PR #177, opened 2019-01-31
Update io.dropwizard.metrics:metrics-core to 4.0.5

nartmal:
We forced our dw metrics version from 3.2.6 -> 4.0.5 so we could take dropwizard 1.3.x since there were some java breaks (namely the one biting me is the move from ``com.codahale.metrics.*`` to ``com.codahale.metrics.jvm.*``). 

It looks like it isn't an issue in this repo (no usages of metrics-jvm), but it is for downstream consumers. My preference is to start here and work my way downstream and get everyone to metrics-core 4.0.5 and metrics-jvm 4.0.5


schlosna:
@nartmal thanks, I will take a look in a bit. I will probably cut a last release from Dropwizard metrics 3.x and then we can merge this on a new minor version as the DW metrics 4.x has a couple other breaks (e.g. jmx moves to a separate module out of metrics-core, and some other package changes)

schlosna:
@cakofony do you mind taking a look to see if bumping the metrics-core dependency will cause any downstream pain for your projects?

See also https://metrics.dropwizard.io/4.0.0/about/release-notes.html

carterkozak:
We're already using it in the large internal project, wc has held off because of some package names, but we can provide a substitute shim library to unblock code built assuming 3.x if it becomes a problem.
I don't know of any real technical blockers.
@robert3005 may have specific examples.

robert3005:
Spark and Hadoop break, can you merge bump there first?

schlosna:
@nartmal wanted to check to see if you had a chance to test out the dropwizard metrics bumps from 3.2.x to 4.0.x in Spark and Hadoop? As Rob mentioned, we probably have to land those before Tritium can bump.

- [Spark is currently on `3.2.6`](https://github.com/palantir/spark/blob/master/pom.xml#L147)
- [Hadoop is currently on `3.2.4`](https://github.com/palantir/hadoop/blob/branch-2.9.2/hadoop-project/pom.xml#L1028)

nartmal:
sorry, I should have time next week

nartmal:
speaking with @iamdanfox and @robert3005 , taking 4.0 isn't worth the effort it seems like.

5.0-rc is out, so we might just be better off waiting for that instead. LMK if you feel differently.

schlosna:
Upgraded to metrics-core 4.1.1 minimum in https://github.com/palantir/tritium/pull/1294

PR #181, opened 2019-02-06
Invoke onSuccess and onFailure handlers properly for async methods

ellisjoe:


tritium-lib/src/test/java/com/palantir/tritium/proxy/InvocationEventProxyTest.java
```diff
@@ -138,6 +138,11 @@ public void onFailure(@Nullable InvocationContext context, @Nonnull Throwable ca
         assertThat(throwable).isSameAs(expected);
     }
 
+    @Test
+    public void testInstrumentCompletableFuture() {
+
+    }
```
carterkozak: Did you intend to commit this?

ellisjoe: haha nope. removed :)

tritium-lib/src/main/java/com/palantir/tritium/proxy/InvocationEventProxy.java
```diff
@@ -116,14 +121,52 @@ public final Object instrumentInvocation(Object instance, Method method, Object[
...
             throw handleOnFailure(context, e.getCause());
         } catch (Throwable t) {
             throw handleOnFailure(context, t);
         }
     }
 
+    private Object handleResult(InvocationContext context, Object result) {
+        if (result instanceof ListenableFuture) {
+            return handleFuture(context, (ListenableFuture) result);
+        } else if (result instanceof CompletableFuture) {
```
carterkozak: Should use `CompletionStage` over `CompletableFuture`

carterkozak (changes requested):
I think this will break tracing-java and any other handler which sets and removes thread-local state. We need some way to opt into asynchronous callbacks to avoid breaking existing implementations.

There's a separate related conversation around how we want to support tracing-java for asynchronous operations.

ellisjoe:
@cakofony cool. Let's find some time to work through the current issues and what a better solution would look like

tritium-core/src/main/java/com/palantir/tritium/event/CompositeInvocationEventHandler.java
```diff
@@ -51,6 +51,16 @@ private CompositeInvocationEventHandler(List<InvocationEventHandler<InvocationCo
...
     }
 
+    @Override
+    public boolean asyncSupport() {
+        for (InvocationEventHandler<?> handler : handlers) {
+            if (!handler.asyncSupport()) {
+                return false;
+            }
+        }
+        return true;
```
carterkozak, line 61: Tritium bundles all handlers together using the composite handler, I think this will disable async support if the tracing handler is enabled.

tritium-lib/src/main/java/com/palantir/tritium/proxy/InvocationEventProxy.java
```diff
@@ -87,13 +88,19 @@ public String toString() {
     private boolean isEnabled(Object instance, Method method, Object[] args) {
         try {
             return eventHandler.isEnabled()
-                    && filter.shouldInstrument(instance, method, args);
+                    && filter.shouldInstrument(instance, method, args)
+                    && (eventHandler.asyncSupport() || !isAsync(method));
```
carterkozak, line 92: I think we want to remove this line. Tracing doesn't support async operations, but the tracing thread state is passed to executors, which will provide valuable information.

tritium-core/src/main/java/com/palantir/tritium/event/CompositeInvocationEventHandler.java
carterkozak: I not sure CompositeInvocationEventHandler is the right abstraction for InvocationEventProxy any longer given this change.

schlosna:
@ellisjoe @cakofony interested in your thoughts on the following questions:

- What async return types do we want to support?
    - `CompletionStage` / `CompletableFuture`
    - `ListenableFuture`
    - `Future`?
    - `InputStream`?
    - [`ClosableIterator`](https://github.com/palantir/atlasdb/blob/develop/atlasdb-commons/src/main/java/com/palantir/common/base/ClosableIterator.java)?
- What do we want the semantics to be if some registered handlers support async, while others do not?
- Do we want to capture anything to indicate completion (success/failure) for the instrumented method itself before/after the async completion?

carterkozak:
I can imagine requests for https://projectreactor.io and http://reactivex.io types. Perhaps we should provide special handling for retrofit in conjure-java-runtime without making changes to tritium.

> What do we want the semantics to be if some registered handlers support async, while others do not?

All handlers are expected be invoked as though they're the only handler registered, regardless of configuration. We shouldn't change this.

ellisjoe:
Hey so I'm gonna have to punt on working through the rest of the changes here. At the end of the day it doesn't actually fix my issue which is that I need tracing to support async invocations so I'm gonna close this for now and can come back later or someone else can feel free to pick it up.

PR #293, opened 2019-06-25
Reenable error-prone checks

schlosna:

PR #474, opened 2019-10-18
Add tritium-platform to align versions

pkoenig10:
## Before this PR
It is possible to have misaligned versions of tritium jars on your classpath. This can cause issue when there are unintentional ABI breaks (see https://github.com/palantir/tritium/pull/293#discussion_r298641662).

## After this PR
It is no longer possible to have misaligned versions of tritium jars on your classpath. The platform dependency adds dependency constraints to ensure that all tritium jars are the same version.

See the docs for more info:
https://docs.gradle.org/current/userguide/managing_transitive_dependencies.html#aligning_versions_natively_with_gradle


carterkozak:
I like the consistency provided by the platform, but I'm curious if we can roll it out to everyone with some combination of a baseline plugin and potential consistent-publish-scripts change? That way we solve the problem in all of our projects.

pkoenig10:
Rolling this out to everyone should be pretty low lift, provided that:
1. Dependency upgrade PRs are getting merged
2. They are using GCV

As soon as one dependency requires a version of any tritium jar with the platform dependency, all other tritium jars will be resolved to that version as well. Because Witchcraft has a tritium dependency and we're generally pretty good about keeping Witchcraft up-to-date, we should be able to roll this out widely pretty quickly.

Are there scenarios where you think one of the two conditions listed above is not met?

carterkozak:
Sorry, I don’t think I was very clear. I’d like all of our repos which produce multiple jars to provide a platform locking those jars to the same version. I think we’ve run into similar issues in tracing-java!

pkoenig10:
Is there any downside to merging this now and then migrating to a standardized solution if/when one is created? I don't think creating something like this is currently on the roadmap.

iamdanfox:
Hang on @pkoenig10, I think the last line of [those docs](https://docs.gradle.org/current/userguide/managing_transitive_dependencies.html#aligning_versions_natively_with_gradle) throws a spanner in the works:

> This behavior is enforced for published components only if you use Gradle Module Metadata.

We've had some trouble with module metadata and immutables because it is _so_ expressive and intricate, also GCV didn't play nicely with it, so we've disabled it fleet wide.

This repo has [it disabled](https://github.com/palantir/tritium/blob/8c6bb2896df89a089d0f57b534ec474715fabf0e/gradle/publish-jar.gradle#L52-L55)

iamdanfox:
Going back to the original problem you mention in the PR desc, I think we're safe from ABI breaks now because we have revapi applied everywhere.  My preference would actually be for tritium to actually ship a small number of jars (possibly just one) so that it's _impossible_ to get misalignments.

pkoenig10:
Ah okay, I missed that in the docs.

> My preference would actually be for tritium to actually ship a small number of jars (possibly just one) so that it's impossible to get misalignments.

Are there plans to do this? Seems like it would be difficult to do this in a backwards-compatible way.

carterkozak:
> My preference would actually be for tritium to actually ship a small number of jars (possibly just one) so that it's impossible to get misalignments.

imo that would be more problematic -- I don't want to force all tritium consumers to add a caffeine cache dependency, for example.

PR #480, opened 2019-10-29
Fix Instrumentation for interfaces from classloaders without access to Tritium

carterkozak:
## Before this PR
An interface loaded by a classloader that isn't aware of tritium couldn't be instrumented.

## After this PR
==COMMIT_MSG==
Fix Instrumentation for interfaces in minimal classloaders that cannot access Tritium. If the loader for tritium classes cannot access the interface, an error is logged, but the application can continue.
==COMMIT_MSG==

## Possible downsides?
Executing `isClassLoadable(instrumentationClassLoader, clazz)` is not free, though we generally instrument services once at startup, and in most cases the same classloader loads both tritium and service interfaces, so the check is avoided.


tritium-lib/src/main/java/com/palantir/tritium/proxy/ByteBuddyInstrumentation.java
```diff
@@ -192,6 +204,20 @@ private ByteBuddyInstrumentation() {
...
+        ClassLoader instrumentationClassLoader = ByteBuddyInstrumentation.class.getClassLoader();
+        if (Objects.equals(instrumentationClassLoader, serviceClassLoader)) {
+            return instrumentationClassLoader;
+        }
+        return isClassLoadable(instrumentationClassLoader, clazz)
+                // Prefer the instrumentation classloader when it's broader than the services classloader
+                // to avoid problems accessing tritium from generated instrumentation, and for better
+                // generated class caching.
+                ? instrumentationClassLoader
+                : serviceClassLoader;
```
iamdanfox, line 219: not sure I fully understand the implications of this - is this running with an assumption that if there's more than one classloader involved, there are probably quite a few, so we may as well pick the same `instrumentationClassLoader` every time?

carterkozak: It's possible that serviceClassLoader includes both the service class and tritium, where the instrumentationClassLoader cannot access the service class

iamdanfox: Ah sorry i misread this as a tiebreaking thing where the classloaders are different but the service class is accessible from both.  Totally makes sense that we have to use the classloader that has the target `clazz` in it!!

iamdanfox (approved):

carterkozak:
Verifying from an RC on this branch before merging.

schlosna (approved):
This LGTM, we can should work through adding some tests to prevent future breaks, but think those can be a followup PR.

carterkozak:
Verified this prevents the failure, and logs as a warning using the RC.

PR #501, opened 2019-11-18
Register tagged gauge with replacement

schlosna:
## Before this PR

Registering gauges with `TaggedMetricRegistry` may lead to memory leaks if one intended to actually replace a previously registered gauge under the same metric name.

## After this PR
==COMMIT_MSG==
Register tagged gauge with replacement
==COMMIT_MSG==

### DIFF
--- a/tritium-registry/src/main/java/com/palantir/tritium/metrics/registry/TaggedMetricRegistry.java
+++ b/tritium-registry/src/main/java/com/palantir/tritium/metrics/registry/TaggedMetricRegistry.java
@@ -61,6 +61,23 @@ public interface TaggedMetricRegistry extends TaggedMetricSet {
     Histogram histogram(MetricName metricName, Supplier<Histogram> histogramSupplier);
 
     /**
+     * Returns existing gauge metric for the specified metric name or null if none has been registered.
+     *
+     * @implNote Implementations should override this method with a more efficient mechanism.
+     *
+     * @param metricName metric name
+     * @return gauge metric or empty
+     */
+    @SuppressWarnings("unchecked")
+    default <T> Optional<Gauge<T>> gauge(MetricName metricName) {
+        Metric metric = getMetrics().get(metricName);
+        if (metric instanceof Gauge) {
+            return Optional.of((Gauge<T>) metric);
+        }
+        return Optional.empty();
+    }
+
+    /**
      * Returns existing or new gauge metric for the specified metric name.
      *
      * @param metricName metric name
@@ -69,6 +86,22 @@ public interface TaggedMetricRegistry extends TaggedMetricSet {
      */
     // This differs from MetricRegistry and takes the Gauge directly rather than a Supplier<Gauge>
     <T> Gauge<T> gauge(MetricName metricName, Gauge<T> gauge);
+
+    /**
+     * Registers and returns the specified gauge, replacing any existing gauge with the specified metric name.
+     *
+     * @param metricName metric name
+     * @param gauge gauge
+     */
+    // This differs from MetricRegistry and takes the Gauge directly rather than a Supplier<Gauge>
+    default <T> void registerOrReplaceGauge(MetricName metricName, Gauge<T> gauge) {
+        Gauge<T> existing = gauge(metricName, gauge);
+        if (existing == gauge) {
+            return;
+        }
+        remove(metricName);
+        gauge(metricName, gauge);
+    }
 
     /**
      * Returns existing or new counter metric for the specified metric name.
--- a/tritium-registry/src/main/java/com/palantir/tritium/metrics/registry/TaggedMetricRegistry.java
+++ b/tritium-registry/src/main/java/com/palantir/tritium/metrics/registry/TaggedMetricRegistry.java
@@ -22,8 +22,10 @@ import com.codahale.metrics.Histogram;
 import com.codahale.metrics.Meter;
 import com.codahale.metrics.Metric;
 import com.codahale.metrics.Timer;
+import com.palantir.logsafe.SafeArg;
 import java.util.Optional;
 import java.util.function.Supplier;
+import org.slf4j.LoggerFactory;
 
 /**
  * Similar to {@link com.codahale.metrics.MetricRegistry} but allows tagging of {@link Metric}s.
@@ -61,12 +63,12 @@ public interface TaggedMetricRegistry extends TaggedMetricSet {
     Histogram histogram(MetricName metricName, Supplier<Histogram> histogramSupplier);
 
     /**
-     * Returns existing gauge metric for the specified metric name or null if none has been registered.
+     * Returns existing gauge metric for the specified metric name or empty if none has been registered.
      *
      * @implNote Implementations should override this method with a more efficient mechanism.
      *
      * @param metricName metric name
-     * @return gauge metric or empty
+     * @return gauge metric or empty if none exists for this name
      */
     @SuppressWarnings("unchecked")
     default <T> Optional<Gauge<T>> gauge(MetricName metricName) {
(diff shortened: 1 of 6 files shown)


tritium-registry/src/main/java/com/palantir/tritium/metrics/registry/TaggedMetricRegistry.java
```diff
@@ -70,6 +87,22 @@
...
     <T> Gauge<T> gauge(MetricName metricName, Gauge<T> gauge);
 
+    /**
+     * Registers and returns the specified gauge, replacing any existing gauge with the specified metric name.
+     *
+     * @param metricName metric name
+     * @param gauge gauge
+     */
+    // This differs from MetricRegistry and takes the Gauge directly rather than a Supplier<Gauge>
+    default <T> void registerOrReplaceGauge(MetricName metricName, Gauge<T> gauge) {
```
carterkozak: Not sure if the type parameter buys us anything, but I don't have much preference either way:
```suggestion
    default void registerOrReplaceGauge(MetricName metricName, Gauge<?> gauge) {
```

carterkozak: I think we should either log a warning when gauges are replaced, or return an ignorable boolean to allow callers to warn. Thoughts?

tritium-registry/src/test/java/com/palantir/tritium/metrics/registry/TaggedMetricRegistryTest.java
```diff
@@ -90,15 +90,73 @@ void testSuppliedCounter(TaggedMetricRegistry registry) {
...
+                .isSameAs(gauge2);
+        assertThat(registry.getMetrics().get(METRIC_2))
+                .isSameAs(registry.gauge(METRIC_2).get())
+                .isSameAs(gauge2);
+        Gauge<Integer> gauge4 = intGauge(4);
+        registry.registerOrReplaceGauge(METRIC_2, gauge4);
+        assertThat(registry.getMetrics().get(METRIC_2))
+                .isSameAs(registry.gauge(METRIC_2).get())
+                .isSameAs(gauge4);
+    }
```
carterkozak, line 148: Great test coverage

tritium-registry/src/main/java/com/palantir/tritium/metrics/registry/TaggedMetricRegistry.java
```diff
@@ -60,16 +62,58 @@
...
+     *
+     * In most cases, one typically wants {@link #registerWithReplacement(MetricName, Gauge)} as gauges may
+     * retain references to large backing data structures (e.g. queue or cache), and if a gauge is being registered
+     * with the same name, one is likely replacing that previous data structure and the registry should not retain
+     * references to the previous version. If lookup of an existing gauge is desired, one should use
+     * {@link #gauge(MetricName)}.
      */
     // This differs from MetricRegistry and takes the Gauge directly rather than a Supplier<Gauge>
+    // @Deprecated
     <T> Gauge<T> gauge(MetricName metricName, Gauge<T> gauge);
```
schlosna, line 97: @carterkozak interested in your thoughts here -- I can't currently deprecate this method yet because of the cyclical dependency between `tritium`  & `metric-schema` as metric schema will generate code that uses this deprecated method (e.g. `com.palantir.tritium.metrics.jvm.OsMetrics#loadNorm1`) so the build will fail with deprecation warnings. We could release tritium without deprecating this method, then update metric-schema to have a minimum required tritium version that provides `registerWithReplacement` and use that, though we have to be careful both metric-schema & tritium versions are bumped in concert. Another option would be to move metric-schema into tritium to avoid the cyclical project dependency and version them together (slightly related to #474)

tritium-registry/src/main/java/com/palantir/tritium/metrics/registry/TaggedMetricRegistry.java
```diff
@@ -60,16 +62,58 @@
 
     Histogram histogram(MetricName metricName, Supplier<Histogram> histogramSupplier);
 
+    /**
+     * Returns existing gauge metric for the specified metric name or empty if none has been registered.
+     *
+     * @implNote Implementations should override this method with a more efficient mechanism.
```
carterkozak, line 68: `@implNote` I wasn't aware of the new java8 javadoc tags

tritium-registry/src/main/java/com/palantir/tritium/metrics/registry/TaggedMetricRegistry.java
carterkozak: Holding off on deprecation sounds reasonable to me. I'd be okay with moving the java generator into tritium, but I like the separation between the schema itself and other components -- arguably the schema should be versioned independently of the generator implementations in the same way we manage conjure.

If we moved the plugin it would likely change the maven coordinates, which can be difficult. While we have a circular dependency between repositories, I don't think we have a terribly problematic circular dependency because the tritium-metrics and tritium-metrics-jvm depend on both metric-schema and tritium-registry.

We disable a lot of static analysis in generated sources, but I'm not aware of a way to disable deprecation warnings in generated code, this caused some issues for conjure-undertow generated endpoints where we code-gen the callers.

tritium-registry/src/main/java/com/palantir/tritium/metrics/registry/TaggedMetricRegistry.java
```diff
@@ -60,16 +62,58 @@
...
+     */
+    // This differs from MetricRegistry and takes the Gauge directly rather than a Supplier<Gauge>
+    @SuppressWarnings("deprecation") // explicitly using as desired
+    default void registerWithReplacement(MetricName metricName, Gauge<?> gauge) {
+        Gauge<?> existing = gauge(metricName, gauge);
+        if (existing == gauge) {
+            return;
+        }
+        remove(metricName).ifPresent(removed -> LoggerFactory.getLogger(getClass())
+                .debug("Removed previously registered gauge {}", SafeArg.of("metricName", metricName)));
```
carterkozak, line 113: Can we add this logging to the abstract registry implementation as well?

carterkozak (commented):
oh goodness, I forgot to post my responses. Sorry!

tritium-registry/src/main/java/com/palantir/tritium/metrics/registry/TaggedMetricRegistry.java
carterkozak: Actually, in this case do we want to deprecate the method, or annotate it with `@CheckReturnValue`? In most cases I agree that this isn't the right method to use, but there are scenarios where the return value is used, where a `putIfAbsent` operation may be preferable.

If we go this route, we should probably wait until after I've had a chance to roll out a refactor to the new method.

tritium-registry/src/main/java/com/palantir/tritium/metrics/registry/TaggedMetricRegistry.java
schlosna: its used throughout openjdk, but haven't seen it in a ton of other places

tritium-registry/src/main/java/com/palantir/tritium/metrics/registry/TaggedMetricRegistry.java
schlosna: I'm fine with staging the rollout & deprecation, mainly just don't want to cause unnecessary pain and breaks, especially going into the end of year.

tritium-registry/src/test/java/com/palantir/tritium/metrics/registry/TaggedMetricRegistryTest.java
schlosna: thanks, may clean this up a bit more later, but not going to block merge

carterkozak:
:+1: Thanks @schlosna!

carterkozak:
This will need an approval from you as well because I pushed a commit.

schlosna (commented):
👍

schlosna:
I can't self approve as submitter and don't think policybot is happy with just a 👍 . I could force it through as admin, but would prefer to have @iamdanfox or someone else review the new API.

schlosna:
interesting, policybot and bulldozer may have joined together in the singularity

carterkozak:
bulldozer attempts to yolomerge (without admin override), once all the robots are happy the attempts become successful :-)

────────────────────────────────────────

[THE TASK] After reading the entries above, state how many lines hold the word "instanceof", with no text besides the number.

[YOUR SOLUTION] 3